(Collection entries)
Issue #469, opened 2021-11-04
User can go back on first step


jibel:
**Description**
On first step of the installer, it it possible under certain conditions to go back, which leads to a blank page

**Test Case**
1. Launch the installer
2. Select a language 
3. Click on next
4. Click on back twice

**Actual result**
The installer displays a blank page

**Expected result**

» **How to complete this task**
All lines from the one containing "2. Select a language" through the end of the records, both ends included, are to be quoted exactly; please add nothing else.

» **Exercise solution**
2. Select a language 
3. Click on next
4. Click on back twice

**Actual result**
The installer displays a blank page

**Expected result**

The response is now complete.